From October 2006 to March 2008, health care providers from the University of Massachusetts correctional health program incorporated this screening tool as part of intake medical evaluations, after a brief educational seminar regarding the potential individual and public health benefits of identifying acute HCV. To limit the burden on health care providers, the screening questionnaire was comprised of only six questions (Fig. 1). The first two addressed whether the inmate had prior HCV serologic testing. If the patient self-reported a history of a

positive HCV test, he/she was considered likely to have past infection and was referred to the medical service.
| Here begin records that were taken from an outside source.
Issue #4361, opened 2026-06-07
fix: nightly test_get_reliability_diagnostic at 18.3% — ring is empty for most nodes during the op window, so no GET ever traverses the network (unmasked by #4352)


sanity:
## Summary

The nightly simulation suite has failed three nights running (June 5, 6, 7) on `test_get_reliability_diagnostic` with a deterministic **18.3% GET success rate (13/71)** — below the 50% catastrophic threshold. Before June 5 the same test passed at 67.2%. The regression window is exactly the merge of **PR #4352** (June 4), but #4352 is not the defect — it unmasked a pre-existing one:

**During the test's entire operation window, most nodes have an empty ring** (`connections_by_location` = 0 entries) despite live transport/transient connectivity. Result: **not one GET in the failing runs ever traversed the network** — every "success" was a local cache hit on a node that already held the contract, and every failure was an originator with zero routing candidates that returned NotFound without sending a single wire request.

Failing runs (identical numbers, seed `0xDEADBEEF`, fully deterministic — also byte-identical when reproduced locally, down to the transaction ULIDs):
- https://github.com/freenet/freenet-core/actions/runs/27082691304 (June 7, commit 875b97a)
- https://github.com/freenet/freenet-core/actions/runs/27052452193 (June 6)
- https://github.com/freenet/freenet-core/actions/runs/26995429579 (June 5)

June 7 was the first night this reached the River dev room because the CI announcer (#4358) landed June 6 — the nightly has actually been red for 15+ consecutive days on varying tests; #4352 fixed the four `test_nightly_*` topology tests (#4348) and this GET test is the remaining red.

## Bisection

| Nightly | Commit | `test_get_reliability_diagnostic` | nodes with state |
|---------|--------|-----------------------------------|------------------|
| June 1  | bcfbf1c80 | FAIL ~42% | — |
| June 2  | eda67ac23 | FAIL 42.2% (38/90) | — |
| June 3  | 38ea793e2 | PASS 67.2% (41/61) | 50/100 |
| June 4  | 541ca6350 | PASS 67.2% (41/61) | 50/100 |
| June 5  | 124057436 | FAIL 18.3% (13/71) | 22/100 |
| June 6  | 717c8a55b | FAIL 18.3% (13/71) | 22/100 |
| June 7  | 875b97a47 | FAIL 18.3% (13/71) | 22/100 |

[...]

PR #3488, opened 2026-03-09
feat: delegate creation by delegates via V2 host function

iduartgomez:
## Problem

Delegates cannot create other delegates at runtime. This blocks use cases where a parent delegate needs to dynamically spawn child delegates (e.g., identity management creating per-app delegates).

## Solution

Implements issue #2833 with a new `create_delegate` V2 host function exposed to WASM delegates via the `freenet_delegate_management` import namespace.

**Host side (this PR):**
- New `native_api.rs` module implementing `__frnt__delegate__create_delegate` — validates WASM, constructs `DelegateContainer`, registers in delegate + secret stores
- Resource limits: max depth 4, max 8 creations per `process()` call (prevents fork bombs)
- Depth tracking via `DelegateExecContext` threaded through the call chain
- Integration with wasmtime engine linker for the new import namespace

**Stdlib side (freenet/freenet-stdlib#60, released as v0.2.1):**
- New error codes (`ERR_DEPTH_EXCEEDED`, `ERR_CREATIONS_EXCEEDED`, `ERR_INVALID_WASM`, `ERR_STORE_FAILED`)
- `DelegateCtx::create_delegate()` ergonomic wrapper

**Test delegate (`tests/test-delegate-creation/`):**
- WASM delegate that exercises `create_delegate` from within `process()`
- E2e test in `apps/freenet-ping/app/tests/run_delegate_creation_e2e.rs`

## Testing

- 73 delegate unit tests pass
- Test delegate WASM compiles and links against stdlib 0.2.1
- E2e test requires Linux loopback (macOS `os error 49`)

## Fixes

Closes #2833

PR #3444, opened 2026-03-06
fix: add GET retry with DBF fallback and auto-fetch from UPDATE senders

iduartgomez:
## Problem

GET operations for contracts could permanently fail when all 3 k_closest DHT peers were unreachable or didn't respond. This caused:

1. **Silent GET timeout** — client requests hung for 60s then silently failed with no retry
2. **Missing contract code after restart** — nodes receiving UPDATE broadcasts for contracts they hadn't cached couldn't apply updates and had no mechanism to fetch the missing contract
3. **Routing black hole** — for contracts with limited replication (e.g., new River channels), if the 3 closest connected peers didn't have the contract, the GET would always fail even though other connected peers had it

Observed in production: contract `7bQcxZdnuHpYdQgATTM9KzxhV9bsH55YeJx9pJ9rKfDM` (River channel) consistently failed GET via k_closest routing, while UPDATE broadcasts from 7+ peers confirmed the contract existed on the network.

## Solution

Three complementary mechanisms:

### 1. GET retry with k_closest alternatives (op_state_manager.rs)
The GC task (runs every 5s) checks for GET operations older than 20s. If the operation has untried alternative peers from the original k_closest selection, it retries with the next one. Retries are spaced at 20s intervals (first at 20s, second at 40s, etc.) tracked per-transaction.

### 2. DBF (Depth-Breadth-First) fallback (get.rs)
When all k_closest alternatives are exhausted, `retry_with_next_alternative` accepts fallback peers (all connected peers). It filters out already-tried addresses and injects new candidates. This broadens the search beyond the DHT-optimal 3 peers.

### 3. Auto-fetch from UPDATE senders (update.rs)
When `update_contract` fails in `BroadcastTo` or `BroadcastToStreaming` handlers (typically "contract parameters not found"), `try_auto_fetch_contract` creates a targeted GET directly to the UPDATE sender — who is known to have the contract. Rate-limited to 1 attempt per contract per 5 minutes via `pending_contract_fetches` DashMap.

Key insight: the UPDATE and GET routing systems are independent. UPDATEs reach nodes via proximity cache (populated during CONNECT handshakes), but GETs use k_closest DHT routing. A node can receive UPDATEs from peers it would never select for GET routing.

## Testing

**Production verified:** Deployed to a live node and confirmed:
- GET retry fired at 20s for contract 7bQcxZ, second alternative peer responded with 681KB streaming response
- DBF fallback activated for contract B1ZDmn — broadened to 4 new candidates after 3 k_closest exhausted
[...]

PR #4840, opened 2026-07-16
test: decouple sparse-topology GET test from scheduler ordering

sanity:
## Problem

`test_get_retry_with_alternatives_sparse_topology` was seed-coupled and brittle. It obtained its sparse-hosting precondition **by luck**: it hoped a seeded PUT at HTL=2 would happen to cache the contract at exactly 2 of 10 nodes, and that 8 of 10 requesters would happen to need an alternative to reach a cacher. That premise is a lottery over the seeded RNG stream.

It has now broken three times on that basis:

- `#[ignore]`d in #3488 after a freenet-stdlib bump shifted bincode sizes and perturbed the RNG stream.
- Re-seeded in #3506 to `SEED = 0x3506_000B_0001`, chosen so an HTL=2 PUT cached at exactly 2 of 10 nodes.
- Now blocking #4821.

A bisect showed the coupling is to the **tokio scheduler**, not to routing quality. On this branch's base (`0f856ab`), deleting the whole `refit_router_periodically` background task — a task that ticks every 5 minutes while these sims finish in well under 5 minutes wall-clock, so it **never fires** — flips the old test from pass to fail. Its mere existence perturbs the scheduler, which perturbs the seeded RNG stream, which reshuffles topology formation.

A fourth re-seed was rejected; this fixes the root cause instead.

## Solution

Rebuild the scenario so the precondition holds **by construction**. Peer locations, peer connections and contract placement are all set explicitly, so no assertion depends on the topology the RNG produces:

- **decoy** sits closest to the key and never hosts the contract, so greedy keyward routing always lands on it first and it cannot answer.
- **two holders** sit further from the key than the decoy but closer than the requester, seeded directly via `SeedDemandlessCopy`.
- **one requester** sits far from the key, wired to the decoy and both holders; the decoy is wired to both holders.

The route is forced: `requester -> decoy (cannot serve) -> holder (serves)`. Reaching the state requires leaving the first-choice candidate.

This is **test-only** — no production code is touched. The runtime also drops from ~16s to ~0.4s.

Three mechanics are worth recording, each verified against the code while building this:

1. **`SeedDemandlessCopy`, not `SeedHostedContract`, places the holders.** The relay serve gate is `check_local_with_interest_gate`, which keys on `interest_manager.has_local_interest`. `SeedMode::Demandless` calls `register_local_hosting` so the gate passes. `SeedMode::Subscribed` — what `SeedHostedContract` uses — calls `ring.host_contract` + `ring.subscribe` but never `register_local_hosting`, so a `SeedHostedContract` holder logs `"stale cache (no local interest), will forward"` and refuses to serve, despite its rustdoc describing it as the genuine-host primitive.
2. **`ring_max_htl` is 3** because a relay short-circuits on `htl == 0` and answers NotFound *before* checking its local copy (`"Short-circuit 1: HTL = 0"` precedes `"Short-circuit 2: Local cache hit"`). A holder must arrive with `htl >= 1` to be allowed to serve: requester (3) -> decoy (2) -> holder (1).
3. **Exactly one requester.** A GET's return path caches the state at each hop, so the decoy holds the contract once the first GET completes and stops being a decoy. Additional requesters get served at hop 1 and exercise nothing.

## Rename: the test is now named for what it drives

The test is renamed `test_get_retry_with_alternatives_sparse_topology` -> **`test_get_reaches_sparse_holder_via_relay_forwarding`**, and its doc says plainly what it does and does not cover.

The old name claimed coverage of the client-side alternative-retry path (`get::op_ctx_task::advance_to_next_peer`). It never had that coverage — see below — and the old test was passing on relay-side forwarding too. So this PR does not remove that coverage; it reveals it never existed. Note `advance_to_next_peer` (client-side, `op_ctx_task.rs:1888`) and `relay_advance_to_next_peer` (relay-side, `:2744`) are **distinct functions**: this test depends on the relay one (proven by mutation, below) and not on the client one.

Renaming is the honest fix. A test whose name claims coverage it does not provide is a plausible claim that hardens into fact and misleads the next reader.

## Scope correction: what this test does *not* cover

The old name and doc claimed coverage of the client-side retry loop (`get::op_ctx_task::advance_to_next_peer`). **That path cannot steer a retry to a different peer on the normal (non-empty-ring) path**, so no assertion about retry-driven success can be satisfied by construction:

- A client GET is sent via `ctx.send_and_await`, which loops back to the originator's own relay. `drive_client_get_inner` says so directly: *"Pre-select initial target for the driver's retry state. Actual routing is done by `process_message` on the loop-back; this is just so `advance_to_next_peer` has a starting `tried` set."*
- The loopback relay re-picks the wire hop greedily each attempt, and the client's `tried` set is carried into the attempt's visited bloom **only when `connection_count() == 0`** (the #4361 bootstrap case, explicitly *"gated on the empty-ring case so normal-path retry routing semantics are unchanged"*).
- `MAX_RELAY_RETRIES = 1`, so relays do not try alternatives either; they forward once and bubble NotFound, deferring cross-peer retry to the client driver.

Net effect: every client retry re-picks the same first candidate. Observed directly — at `ring_max_htl = 1` a requester makes 4 attempts with fresh transactions and **all four forward to the same decoy**, then exhaust. The mechanism that actually delivers a sparse-hosting GET is the greedy multi-hop walk, and that is what this test now pins and says it pins.

Because the path is inert, **no passing end-to-end test can exist for it** — you cannot assert on a mechanism that never fires. So the client-side retry has **no end-to-end coverage today**, and cannot until #4841 is fixed. When it is, that coverage belongs in a **new** test rather than a widening of this one; the doc comment says so.

This is a behavioural finding about #3444's retry path being effectively inert on the normal path. It is **not** addressed here (this PR stays test-only) — filed as #4841.

## Testing

The acceptance criterion was that the test must pass both on pristine base **and** under the scheduler perturbation that breaks the old one — passing only the former would mean re-tuned, not decoupled. All runs below are real observed output.

| Build | New test | Old test |
|---|---|---|
| pristine base (`0f856ab`) | **pass 5/5** | pass |
| base + `refit_router_periodically` task removed | **pass 5/5** | **FAIL 3/3** |
| full `refactor/4811-refit-in-add-event` (#4821) | **pass 5/5** | **FAIL 2/2** |

So this unblocks #4821.

One correction to the bisect as previously recorded: removing *only* the `task_monitor.register(...)` wrapper while keeping the `GlobalExecutor::spawn` does **not** flip the old test (it passes 3/3). That is self-consistent — the task still exists, so the scheduler is unperturbed. The perturbation is removing the **task**, which is what #4821 actually does.

**The traversal is genuinely two network hops**, confirmed from the GET trace rather than assumed — the decoy is neither skipped nor able to serve:

| Hop | Peer | htl | Behaviour |
|---|---|---|---|
| 1 | requester loopback relay | 3 | `forwarding request to downstream peer target=...:21192` (decoy) |
| 2 | **decoy** `:21192` | 2 | cannot serve -> `forwarding request to downstream peer target=...:24148` |
| 3 | **holder A** `:24148` | 1 | `contract found locally (active interest) — sending Found upstream` |

followed by `downstream returned Found — forwarding upstream then caching locally` at the decoy — which is what the traversal assertion binds to. The holder arriving at `htl=1` also confirms the HTL=3 reasoning. The ~0.4s runtime reflects 4 nodes / 1 GET with preseeded connections and no PUT, not a degenerate one-hop path.

**Coverage is not vacuous.** Both assertions were verified to fail when the mechanism they cover is broken:

- Stubbing `relay_advance_to_next_peer` to never forward -> fails with *"the requester did not get the contract state ... the GET gave up at the first candidate instead of routing on to a holder"*.
- Disabling the relay's return-path caching -> the requester still gets the state (first assertion passes) but the traversal assertion fires: *"the decoy has no state at the end of the run, so the successful GET did not pass through it"*. This confirms the two assertions are live and independent.

`cargo fmt --check` clean; `cargo clippy --locked -- -D warnings` (the CI form) clean.

### Pre-existing suite flakiness (not from this change)

The full `simulation_integration` suite is flaky in parallel on `main` today, independent of this PR. Same command, back to back:

- pristine `main`: 129 passed, **6 failed** (`test_injected_hosting_clock_drives_subscription_lease_lapse`, `test_piece_e_unsubscribed_stale_serve_gate`, `test_placement_migration_at_scale_renewal_load_stays_bounded`, `test_strict_determinism_exact_event_equality`, `test_subscription_root_renewal_does_not_storm`, `test_topology_subscribe_health`)
- this branch: 130 passed, **5 failed** (4 of the same, plus `test_direct_runner_churn_actually_drops_packets`, minus two of main's)

The failure set varies run to run and each of them passes when run alone, so this is pre-existing parallel-execution flakiness rather than a regression here. `test_get_retry_with_alternatives_sparse_topology` passed in the full-suite run on this branch. Flagging rather than folding it in, since it is a separate problem with a separate cause.

Closes nothing; unblocks #4821.

[AI-assisted - Claude]

### DIFF
--- a/crates/core/tests/simulation_integration.rs
+++ b/crates/core/tests/simulation_integration.rs
@@ -8794,6 +8794,23 @@ fn test_relay_route_events_multihop() {
 ///   stops being a decoy. Additional requesters would be served by the decoy at
 ///   hop 1 and would exercise nothing.
 ///
+/// * **Routing is greedy, but NOT because of `rnd_if_htl_above`.** That parameter
+///   is inert: it is plumbed to `ConnectionManager` and read exactly once
+///   (`connection_manager.rs`, in the `should_accept` debug line) as a **tracing
+///   log field**. There is no `htl > rnd_if_htl_above` branch anywhere in the
+///   crate, so no value of it makes routing non-greedy. The value passed here is
+///   arbitrary — do not "tune" it expecting a routing change.
+///
+/// * **Route determinism depends on staying under ~10 routing events.**
+///   `Router::select_peer`'s sub-50-event path sorts untried-before-tried
+///   (`fa.cmp(&fb).then_with(|| da.cmp(db))`) — i.e. *ahead of* distance — and
+///   `peer_adjustments` is populated for every peer once the global regression
+///   reaches `ADJUSTMENT_PRIOR_SIZE` (10) events. So in the 10..50 regime a peer
+///   with history sorts behind one without, regardless of distance, which could
+///   route straight to a holder and skip the decoy. One GET is ~1-3 events, so
+///   there is comfortable margin, and the traversal assertion below fails loudly
+///   if it is ever crossed. Anyone adding operations to this test should know.
+///
 /// # Why it is built this way
 ///
 /// This test previously obtained its sparse-hosting precondition **by luck**: it
@@ -8884,7 +8901,7 @@ fn test_get_reaches_sparse_holder_via_relay_forwarding() {
             1,         // 1 gateway
             num_nodes, // 4 regular nodes
             3,         // ring_max_htl — see "Why the mechanics are what they are"
-            3,         // rnd_if_htl_above — >= ring_max_htl, so routing is always greedy
+            3,         // rnd_if_htl_above — INERT, see below; value is arbitrary
             12,        // max_connections — ample, so no preseeded edge is capped away
             3,         // min_connections
             SEED,
@@ -8912,7 +8929,23 @@ fn test_get_reaches_sparse_holder_via_relay_forwarding() {
     let decoy_dist = ring_dist(locs[1], key_loc);
     let holder_dists = [ring_dist(locs[2], key_loc), ring_dist(locs[3], key_loc)];
     let requester_dist = ring_dist(locs[4], key_loc);
+    // The gateway's location is NOT chosen by this test — it is derived from the
+    // seed — and preseeding does not suppress organic CONNECT, so the requester
+    // does connect to it. That makes the gateway a live routing candidate whose
+    // distance to the key is a seed-derived quantity, i.e. exactly the kind of
+    // dependency this test exists to remove. Assert it rather than rely on the
+    // margin: HTL has zero slack here (requester 3 -> decoy 2 -> holder 1), so a
+    // gateway hop inserted into the route would exhaust HTL and yield NotFound.
+    let gateway_dist = ring_dist(locs[0], key_loc);
     for (i, holder_dist) in holder_dists.iter().enumerate() {
+        assert!(
+            *holder_dist < gateway_dist,
+            "scenario setup wrong: the seed-derived gateway landed closer to the key \
+             than holder {i}, so it can win a greedy pick and insert a hop into the \
+             forced route. With no HTL slack that turns the GET into a NotFound. \
+             Re-pick SEED or move the holders. \
+             holder_dist={holder_dist}, gateway_dist={gateway_dist}"
+        );
         assert!(
             decoy_dist < *holder_dist,
             "scenario setup wrong: the decoy must be strictly closer to the key than \
--- a/crates/core/tests/simulation_integration.rs
+++ b/crates/core/tests/simulation_integration.rs
@@ -8735,132 +8735,271 @@ fn test_relay_route_events_multihop() {
     );
 }
 
-/// Regression test for GET retry with alternatives in sparse topologies.
+/// Sparse-hosting GET reachability via **relay-side multi-hop forwarding**.
 ///
-/// With HTL=2 and 10 nodes, PUT only caches the contract at 2-3 nodes along the
-/// route. When distant nodes GET, their initial routing candidate may not have
-/// the contract. The fix ensures the GET state machine tries alternative peers
-/// (from k_closest) and re-queries k_closest when alternatives are exhausted,
-/// rather than immediately returning NotFound.
+/// A GET whose **first-choice candidate does not host the contract** must still
+/// resolve to a peer that does, instead of handing the client a NotFound. With
+/// hosting sparse, the peer closest to a contract's key is frequently not a
+/// holder, and a GET that gives up there fails for a contract that plainly
+/// exists one hop away. The mechanism that carries the GET past that first
+/// candidate is a relay forwarding onward toward the key
+/// (`get::op_ctx_task::relay_advance_to_next_peer` and the HTL walk), and that
+/// is what this test drives.
 ///
-/// Without the fix: distant nodes return NotFound because the first-choice peer
-/// doesn't have the contract and there's no retry.
-/// With the fix: the GET retries with alternative peers until one succeeds.
+/// **This test does NOT cover client-side alternative-retry (#3444)** — i.e.
+/// `get::op_ctx_task::advance_to_next_peer` — and is deliberately not named for
+/// it. That path is inert on the normal (non-empty-ring) path: see #4841 and the
+/// "Scope" section below. This test stays green if the client-side retry is
+/// deleted entirely. It was previously called
+/// `test_get_retry_with_alternatives_sparse_topology`, a name that claimed
+/// coverage it never had — the old version passed on relay forwarding too. When
+/// #4841 is fixed, the client-retry coverage belongs in a NEW test; do not
+/// stretch this one to claim it.
 ///
-/// Exercises: `get.rs` alternative retry (line ~1521) and k_closest re-query (line ~1569)
+/// # Scenario — established by construction, not by seed luck
 ///
-/// Seed history: this test was `#[ignore]`d in PR #3488 because the original
-/// seed (`0xBEEF_CAFE_0001`) stopped producing a sparse-but-reachable topology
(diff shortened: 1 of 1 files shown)


sanity:
Filed the client-side retry finding from the "Scope correction" section as #4841, so it is tracked separately rather than folded into this test-only PR.

[AI-assisted - Claude]

sanity:
## Re: the P2 on retained test name — valid, fixed by renaming (not by manufacturing a retry)

Codex is right about the substance and I've fixed it, though not the way the suggested remedy asks.

**What's correct:** this test remains green if `advance_to_next_peer` and all client-side alternative-retry behaviour are removed, so keeping the name `test_get_retry_with_alternatives_sparse_topology` claimed coverage it does not provide. Fixed in `ebb9665`: renamed to **`test_get_reaches_sparse_holder_via_relay_forwarding`**, with a doc section stating plainly what it does and does not cover.

Note this does not conflict with the mutation check in the PR body — `advance_to_next_peer` (client-side, `op_ctx_task.rs:1888`) and `relay_advance_to_next_peer` (relay-side, `:2744`) are **distinct functions**. The test depends on the relay one (stubbing it fails the test) and not on the client one. Both observations hold.

**Why the suggested remedy — "a deterministic scenario where the first route fails and a distinct retry candidate serves" — is not implementable:** that scenario cannot be constructed, because the client-side retry cannot steer to an alternative peer on the normal path:

- a client GET loops back to its own relay, which re-picks the wire hop greedily (*"Actual routing is done by `process_message` on the loop-back; this is just so `advance_to_next_peer` has a starting `tried` set"*);
- `carry_tried_into_visited` is gated on `connection_count() == 0` (the #4361 bootstrap case, explicitly *"gated on the empty-ring case so normal-path retry routing semantics are unchanged"*);
- `MAX_RELAY_RETRIES = 1`, so relays defer cross-peer retry to a client driver that cannot perform it.

Observed directly: at `ring_max_htl = 1`, a requester makes **4 attempts with fresh transactions, all four forwarded to the same decoy**, while two directly-connected holders are never contacted. Filed as #4841.

**So the coverage in question was never there to lose.** If the client retry is inert, the pre-existing test was also passing on relay-side forwarding — it just claimed otherwise in its name. This PR doesn't remove that protection; it reveals it never existed. Manufacturing a "retry" scenario that passes would either not be constructible, or would pass for a reason unrelated to #3444 — which is worse than an honest name.

The client-retry path therefore has **no end-to-end coverage today, and cannot have any until #4841 is fixed**. When it is, that coverage belongs in a new test rather than a widening of this one. Recorded on #4841 and in the test's doc comment.

[AI-assisted - Claude]

sanity:
## Review follow-ups pushed (`0e9e2fa6`)

Both items in, each verified against the code rather than taken on faith.

**1. Gateway distance is now asserted.** The gateway's location is seed-derived, not chosen by this test, and preseeding does not suppress organic CONNECT — so the requester connects to it and it is a live routing candidate. The ~8x margin that stops it winning a greedy pick today (gateway ~0.164 vs decoy ~0.00199) is itself a seed-derived quantity, which is precisely the dependency this PR exists to remove. With zero HTL slack (requester 3 → decoy 2 → holder 1), an inserted gateway hop exhausts HTL and yields NotFound.

Added `holder_dist < gateway_dist` for both holders, with a message naming the fix. **Verified it binds**, rather than assuming: pushing the holders past the gateway trips it —

```
scenario setup wrong: the seed-derived gateway landed closer to the key than holder 0,
so it can win a greedy pick and insert a hop into the forced route. With no HTL slack
that turns the GET into a NotFound. Re-pick SEED or move the holders.
holder_dist=0.3000156595038689, gateway_dist=0.16399002175084132
```

**2. The `rnd_if_htl_above` comment described a mechanism that does not exist.** Confirmed independently: the parameter is plumbed to `ConnectionManager` and read **exactly once** (`connection_manager.rs:735`) as a **tracing log field** in the `should_accept` debug line. `grep -rE "htl\s*>\s*.*rnd|rnd.*<\s*htl" crates/core/src/` returns nothing — there is no such branch in the crate. The old comment's conclusion (routing is greedy) was true; its stated reason was fiction, and a future reader could have "tuned" the value believing they'd changed routing. It now says the parameter is inert and the value is arbitrary.

**3. Documented the routing-determinism dependency** (informational): `Router::select_peer`'s sub-50-event path sorts untried-before-tried (`fa.cmp(&fb).then_with(|| da.cmp(db))`) *ahead of* distance, and `peer_adjustments` fills for every peer at `ADJUSTMENT_PRIOR_SIZE` (10) events. In the 10..50 regime a peer with history sorts behind one without regardless of distance, which would route straight to a holder and skip the decoy. One GET is ~1-3 events, so there is margin, and the traversal assertion fails loudly if it is ever crossed. Noted for anyone adding operations here.

### Re-verified on the final content

Content changed, so the earlier runs were stale. All re-run against `0e9e2fa6`:

| Build | Result |
|---|---|
| pristine main | **pass 5/5** |
| main + `refit_router_periodically` removed | **pass 3/3** |
| full `refactor/4811-refit-in-add-event` | **pass 3/3** |
| mutation (stub `relay_advance_to_next_peer`) | **FAILS** |

`cargo fmt --check` and `cargo clippy --locked -- -D warnings` clean. Production still byte-identical to `main` — this remains test-only.

[AI-assisted - Claude]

If the patient reported no prior testing, unknown status,

or prior HCV seronegativity, additional questions were posed regarding new behavioral risk factors within 12 months prior to incarceration (initiation of IDU, sharing selleck chemicals Roscovitine mouse of needles or paraphernalia).14 If the patient denied risk factors for HCV acquisition, he/she was classified as low-risk. If he/she reported recent initiation of IDU and/or sharing of needles or paraphernalia, the patient was classified as high-risk. In addition, inmates who were initially diagnosed with HCV during the current incarceration or who had new seroconversion were considered high-risk for acute infection. Inmates identified as high-risk underwent in-depth interviews with the study personnel (either a registered nurse or

an infectious disease specialist). Historical data were collected in the following domains: (1) symptoms consistent with hepatitis (right-sided quadrant pain, nausea, vomiting, fatigue, jaundice, dark urine, and loss of appetite), (2) specific risk behaviors, and (3) temporal changes in behaviors. If the inmate reported recent HCV testing, medical records were requested after permission was granted. In order to evaluate elevations in aminotransferases, the patient was also asked about alcohol intake prior to incarceration. In addition, we performed laboratory testing, Atorvastatin including alanine aminotransferase (ALT), HCV antibody (EIA 2.0, Abbott Laboratories), HCV RNA levels (bDNA, Chiron), human immunodeficiency virus (HIV) antibody (Genetic Systems HIV-1 Western Blot, BioRad or OraQuick ADVANCE rapid antibody test, OraSure Technologies), and hepatitis A virus (HAV) and hepatitis B virus (HBV) serologies (i.e., HAV total antibody, HBV core antibody, HBV surface antigen, HBV surface antibody). High-risk inmates were immunized for HAV and HBV as needed. Patients were categorized according to their probability of having acute viral hepatitis using two parallel approaches as reported (Fig. 2).15 We utilized an ALT level >7 times the upper limit of normal (ULN) as our diagnostic threshold, as defined by the CDC.